The image already has tag information
Banks have accumulated a certain amount of customer information and credit status on their credit cards
The bank has accumulated a certain amount of information about patients and whether they were eventually diagnosed with the disease
The market accumulates basic information about a home and the amount of money ultimately sold

Many algorithms in machine learning are supervised learning algorithms, such as

K neighbor
Linear regression and polynomial regression
Logistic regression
SVM
Decision trees and random forests

Unsupervised learning

The training data pointed to the machine had no marks or answers

The significance of unsupervised learning lies in classifying and clustering analysis of unlabeled data

Semi-supervised learning

Part of the training data given to the machine is marked or answered, and part is not

More common, such as: missing marks caused by various reasons.

Unsupervised learning is usually used to process the data first, and then supervised learning is used to train and forecast the model

To enhance learning

Take action based on the circumstances around you, and learn from the results of taking actionThe following figure determines the final behavior according to the environment. Common examples include Go, unmanned driving and robot.

Supervised learning and semi-supervised learning are the basis of reinforcement learning

Other categories of machine learning

Online learning and Batch learning (offline learning)
Parametric learning and nonparametric learning

Batch learning

The batch learning process is shown below

Pros: Simplicity

Question: How to adapt to the changing environment? Solution: Re-learn in batches regularly

Disadvantages: re-batch learning each time, huge amount of calculation; In some cases, the environment changes so drastically that it is even impossible.

Online learning

The online learning process is shown below

Advantages: timely response to new environmental changes

Q: Does new data bring bad changes? Solution: Data monitoring needs to be strengthened

Others: It is also suitable for the environment where the amount of data is huge and batch learning is completely impossible

Parameter learning

Once you learn parameters, you no longer need raw data

Nonparametric learning

Don’t make too many assumptions about the model
Nonargument does not mean no argument

Machine learning thinking

Machine learning focuses on solving uncertain problems. Unlike classical algorithms, which often have standard, deterministic, and unique answers, machine learning gives us probabilistic and statistically significant answers that are uncertain. Faced with this answer, we often think about its reliability, how much we can trust the answer, and the nature of what machine learning has learned.

In fact, as long as the data of our algorithm is enough and the quality of the data is good enough, there is even the concept of data as an algorithm

The data itself is important
Data driven, data cleaning, processing, feature engineering, etc

Of course, there are other theories such as algorithm is king

How to choose machine algorithm?

As mentioned above, machine learning mainly solves two kinds of problems: classification problem and regression problem. In fact, it can apply Occam’s razor principle: simple is good.
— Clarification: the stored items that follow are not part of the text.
PR #10755, opened 2021-09-02
Handle dynamic port in auth middleware client (trigger service)

aherrmann-da:
The auth middleware client, which is used in the trigger service when authentication is enabled, did not handle dynamic port selection (port 0) correctly. The client needs to know the external URI to itself to construct the callback URI for the login flow. If not specified it was previously constructed from the host and port parameters. The port parameter may be 0 leading to an incorrect callback URI.

This PR changes the trigger service to fall back to a URI constructed based on the request URI if the user did not explicitly specify a callback URI.

To this end the auth middleware client is split into two parts. One part that is independent of the callback URI and holds state that needs to persist across requests to the client (e.g. the trigger service). Another part that takes the callback URI as a parameter and does not need to persist across requests.

This change allows us to remove the use of `LockedFreePort` in the trigger service tests and the auth middleware client tests and use port 0 instead.

This moves some code, so is probably easiest reviewed with
```
git diff -w --color-moved --color-moved-ws=allow-indentation-change
```

### Pull Request Checklist

trigger the build.

### DIFF
--- a/triggers/service/auth/src/test/scala/com/daml/auth/middleware/oauth2/TestMiddleware.scala
+++ b/triggers/service/auth/src/test/scala/com/daml/auth/middleware/oauth2/TestMiddleware.scala
@@ -9,6 +9,7 @@ import akka.http.scaladsl.Http
 import akka.http.scaladsl.marshallers.sprayjson.SprayJsonSupport._
 import akka.http.scaladsl.model._
 import akka.http.scaladsl.model.headers.{Cookie, Location, `Set-Cookie`}
+import akka.http.scaladsl.testkit.ScalatestRouteTest
 import akka.http.scaladsl.unmarshalling.Unmarshal
 import com.daml.auth.middleware.api.{Client, Request, Response}
 import com.daml.auth.middleware.api.Tagged.{AccessToken, RefreshToken}
@@ -21,9 +22,11 @@ import com.daml.ledger.api.testing.utils.SuiteResourceManagementAroundAll
 import com.daml.auth.oauth2.api.{Response => OAuthResponse}
 import org.scalatest.{OptionValues, TryValues}
 import org.scalatest.matchers.should.Matchers
-import org.scalatest.wordspec.AsyncWordSpec
+import org.scalatest.wordspec.{AnyWordSpec, AsyncWordSpec}
 
 import scala.collection.immutable
+import scala.concurrent.duration
+import scala.concurrent.duration.FiniteDuration
 import scala.io.Source
 import scala.util.{Failure, Success}
 
@@ -144,7 +147,7 @@ class TestMiddleware extends AsyncWordSpec with TestFixture with SuiteResourceMa
   "the /login endpoint" should {
     "redirect and set cookie" in {
       val claims = Request.Claims(actAs = List(Party("Alice")))
-      val req = HttpRequest(uri = middlewareClient.loginUri(claims, None))
+      val req = HttpRequest(uri = middlewareClientRoutes.loginUri(claims, None))
       for {
         resp <- Http().singleRequest(req)
         // Redirect to /authorize on authorization server
@@ -172,7 +175,7 @@ class TestMiddleware extends AsyncWordSpec with TestFixture with SuiteResourceMa
     }
     "return OK and set cookie without redirectUri" in {
       val claims = Request.Claims(actAs = List(Party("Alice")))
-      val req = HttpRequest(uri = middlewareClient.loginUri(claims, None, redirect = false))
+      val req = HttpRequest(uri = middlewareClientRoutes.loginUri(claims, None, redirect = false))
       for {
         resp <- Http().singleRequest(req)
         // Redirect to /authorize on authorization server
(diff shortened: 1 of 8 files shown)


triggers/service/auth/src/test/scala/com/daml/auth/middleware/oauth2/TestMiddleware.scala
```diff
@@ -560,3 +563,67 @@ class TestMiddlewareClientAutoRedirectToLogin
...
+      authMiddlewareUri = Uri("http://auth.domain"),
+      redirectToLogin = Client.RedirectToLogin.Yes,
+      maxAuthCallbacks = 1000,
+      authCallbackTimeout = FiniteDuration(1, duration.MINUTES),
+      maxHttpEntityUploadSize = 4194304,
+      httpEntityUploadTimeout = FiniteDuration(1, duration.MINUTES),
+    )
+  )
+  "fixed callback URI" should {
+    "must be absolute" in {
```
stefanobaghino-da, line 582:
```suggestion
    "be absolute" in {
```

triggers/service/auth/src/test/scala/com/daml/auth/middleware/oauth2/TestMiddleware.scala
```diff
@@ -560,3 +563,67 @@ class TestMiddlewareClientAutoRedirectToLogin
...
+      an[AssertionError] should be thrownBy client.routes(Uri().withPath(Uri.Path./("cb")))
+    }
+    "is used in login URI" in {
```
stefanobaghino-da, line 585:
```suggestion
    "be used in login URI" in {
```

triggers/service/auth/src/test/scala/com/daml/auth/middleware/oauth2/TestMiddleware.scala
```diff
@@ -560,3 +563,67 @@ class TestMiddlewareClientAutoRedirectToLogin
...
+      val routes = client.routes(Uri("http://client.domain/cb"))
+      val claims = Request.Claims(actAs = List(Party("Alice")))
+      routes.loginUri(claims = claims) shouldBe
+        Uri(
+          s"http://auth.domain/login?claims=${claims.toQueryString()}&redirect_uri=http://client.domain/cb"
+        )
+    }
+  }
+  "callback URI from request" should {
+    "is used in login URI" in {
```
stefanobaghino-da, line 595:
```suggestion
    "be used in login URI" in {
```

triggers/service/auth/src/test/scala/com/daml/auth/middleware/oauth2/TestMiddleware.scala
```diff
@@ -560,3 +563,67 @@ class TestMiddlewareClientAutoRedirectToLogin
...
+      Get("http://client.domain") ~> routes { routes =>
+        complete(routes.loginUri(claims).toString)
+      } ~> check {
+        responseAs[String] shouldEqual
+          s"http://auth.domain/login?claims=${claims.toQueryString()}&redirect_uri=http://client.domain/cb"
+      }
+    }
+  }
+  "automatic callback URI" should {
+    "is fixed when absolute" in {
```
stefanobaghino-da, line 608:
```suggestion
    "be fixed when absolute" in {
```

triggers/service/auth/src/test/scala/com/daml/auth/middleware/oauth2/TestMiddleware.scala
```diff
@@ -560,3 +563,67 @@ class TestMiddlewareClientAutoRedirectToLogin
...
+      val routes = client.routesAuto(Uri("http://client.domain/cb"))
+      val claims = Request.Claims(actAs = List(Party("Alice")))
+      import akka.http.scaladsl.server.directives.RouteDirectives._
+      Get() ~> routes { routes => complete(routes.loginUri(claims).toString) } ~> check {
+        responseAs[String] shouldEqual
+          s"http://auth.domain/login?claims=${claims.toQueryString()}&redirect_uri=http://client.domain/cb"
+      }
+    }
+    "is from request when relative" in {
```
stefanobaghino-da, line 617:
```suggestion
    "be from request when relative" in {
```

triggers/service/src/main/scala/com/digitalasset/daml/lf/engine/trigger/Server.scala
```diff
@@ -511,34 +515,34 @@ object Server {
...
               authCallbackTimeout = authCallbackTimeout,
               maxHttpEntityUploadSize = maxHttpEntityUploadSize,
               httpEntityUploadTimeout = httpEntityUploadTimeout,
             )
           )
-        )
+        val routes = client.routesAuto(authCallback.getOrElse(Uri().withPath(Path./("cb"))))
+        Some((client, routes))
     }
+    val authClient = authClientRoutes.map(_._1)
```
stefanobaghino-da, line 535: I may be missing something but from the diff I can't see where this is used.

stefanobaghino-da (commented):
Looks good, mostly nitpicking (`scalatest` prints `should` alongside the rest of the test description) and a minor question.

triggers/service/src/main/scala/com/digitalasset/daml/lf/engine/trigger/Server.scala
aherrmann-da: It's used for token refresh [further below](https://github.com/digital-asset/daml/blob/41c31007a546767870bf6706d272687f2f942f01/triggers/service/src/main/scala/com/digitalasset/daml/lf/engine/trigger/Server.scala#L629).

cocreature (approved):
Thanks!

PR #10756, opened 2021-09-02
[Docs] Propose a guideline on preparing final commit message when a PR is merged

pbatko-da:
What are your thoughts?


hubert-da:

There is no such thing as a free lunch

It can be rigorously deduced that the expected (average) performance of any two algorithms is the same.
When it comes to a particular problem, one algorithm might be better.
No algorithm is absolutely better than another algorithm.
It doesn’t make sense to talk about which algorithm is good apart from the specific problem.
In the face of a specific problem, it is necessary to try to use multiple algorithms for comparative experiments

Above we have a general overview of machine learning global introduction, I believe that we have a closer understanding of machine learning, and will continue to learn the algorithms related to machine learning.